**YOUR TASK:** The line with "PR #3084, opened 2025-12-12", the line with "match correct behavior", and all lines between them in the material below: return these exactly, and no others.

**INPUT RECORDS:**
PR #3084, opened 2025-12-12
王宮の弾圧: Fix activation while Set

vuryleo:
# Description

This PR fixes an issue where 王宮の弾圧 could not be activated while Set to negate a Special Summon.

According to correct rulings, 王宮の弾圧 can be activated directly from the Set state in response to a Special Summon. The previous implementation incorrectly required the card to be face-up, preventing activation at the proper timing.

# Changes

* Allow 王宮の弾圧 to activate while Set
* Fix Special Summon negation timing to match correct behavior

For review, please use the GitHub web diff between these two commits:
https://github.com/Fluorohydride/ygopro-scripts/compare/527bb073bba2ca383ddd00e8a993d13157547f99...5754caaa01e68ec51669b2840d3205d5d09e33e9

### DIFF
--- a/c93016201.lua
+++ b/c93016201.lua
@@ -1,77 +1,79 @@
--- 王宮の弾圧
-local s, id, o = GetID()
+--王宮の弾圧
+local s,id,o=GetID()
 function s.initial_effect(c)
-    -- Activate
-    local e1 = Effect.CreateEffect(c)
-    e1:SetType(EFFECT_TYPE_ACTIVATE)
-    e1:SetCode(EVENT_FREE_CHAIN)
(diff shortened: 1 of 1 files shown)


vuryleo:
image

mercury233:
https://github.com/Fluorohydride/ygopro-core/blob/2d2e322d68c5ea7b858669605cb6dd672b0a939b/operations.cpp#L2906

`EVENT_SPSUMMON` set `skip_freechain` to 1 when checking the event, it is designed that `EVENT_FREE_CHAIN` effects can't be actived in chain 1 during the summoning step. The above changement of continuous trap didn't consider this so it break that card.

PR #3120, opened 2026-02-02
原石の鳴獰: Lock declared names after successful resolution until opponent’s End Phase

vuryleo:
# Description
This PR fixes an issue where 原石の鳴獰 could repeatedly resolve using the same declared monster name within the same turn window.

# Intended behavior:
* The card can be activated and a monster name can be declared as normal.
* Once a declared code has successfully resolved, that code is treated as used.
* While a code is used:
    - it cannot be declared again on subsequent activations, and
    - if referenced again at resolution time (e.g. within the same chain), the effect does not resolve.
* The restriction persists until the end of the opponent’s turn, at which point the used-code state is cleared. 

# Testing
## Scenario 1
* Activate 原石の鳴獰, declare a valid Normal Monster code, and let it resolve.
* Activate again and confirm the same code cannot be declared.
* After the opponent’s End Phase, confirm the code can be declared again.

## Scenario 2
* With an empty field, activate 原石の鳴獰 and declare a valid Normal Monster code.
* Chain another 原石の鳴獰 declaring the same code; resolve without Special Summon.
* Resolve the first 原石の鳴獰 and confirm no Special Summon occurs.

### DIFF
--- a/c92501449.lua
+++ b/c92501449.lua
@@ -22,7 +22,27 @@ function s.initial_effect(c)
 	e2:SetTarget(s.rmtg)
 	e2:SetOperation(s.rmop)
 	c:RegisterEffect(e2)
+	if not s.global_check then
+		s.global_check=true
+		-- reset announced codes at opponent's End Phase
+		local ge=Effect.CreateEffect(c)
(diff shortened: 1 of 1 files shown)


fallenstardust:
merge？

--

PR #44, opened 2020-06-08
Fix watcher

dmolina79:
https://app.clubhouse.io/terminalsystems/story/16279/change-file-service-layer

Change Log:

* * *

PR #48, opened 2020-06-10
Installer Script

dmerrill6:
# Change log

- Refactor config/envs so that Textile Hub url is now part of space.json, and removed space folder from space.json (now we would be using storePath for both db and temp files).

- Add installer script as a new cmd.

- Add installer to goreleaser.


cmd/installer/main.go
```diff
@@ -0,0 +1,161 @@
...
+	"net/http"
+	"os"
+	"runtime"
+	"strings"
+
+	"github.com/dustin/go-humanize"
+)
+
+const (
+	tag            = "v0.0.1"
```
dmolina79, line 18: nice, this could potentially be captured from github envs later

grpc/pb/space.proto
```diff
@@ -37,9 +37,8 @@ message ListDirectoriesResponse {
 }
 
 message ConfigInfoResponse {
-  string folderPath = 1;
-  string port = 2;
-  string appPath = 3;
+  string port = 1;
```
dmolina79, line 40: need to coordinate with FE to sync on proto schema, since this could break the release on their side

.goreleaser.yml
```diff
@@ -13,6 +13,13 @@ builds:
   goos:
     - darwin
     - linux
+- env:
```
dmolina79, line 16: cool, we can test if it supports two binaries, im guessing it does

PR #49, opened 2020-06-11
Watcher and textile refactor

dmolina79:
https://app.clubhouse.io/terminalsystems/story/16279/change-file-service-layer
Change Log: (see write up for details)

**WORKED SOLUTION:**
PR #3084, opened 2025-12-12
王宮の弾圧: Fix activation while Set

vuryleo:
# Description

This PR fixes an issue where 王宮の弾圧 could not be activated while Set to negate a Special Summon.

According to correct rulings, 王宮の弾圧 can be activated directly from the Set state in response to a Special Summon. The previous implementation incorrectly required the card to be face-up, preventing activation at the proper timing.

# Changes

* Allow 王宮の弾圧 to activate while Set
* Fix Special Summon negation timing to match correct behavior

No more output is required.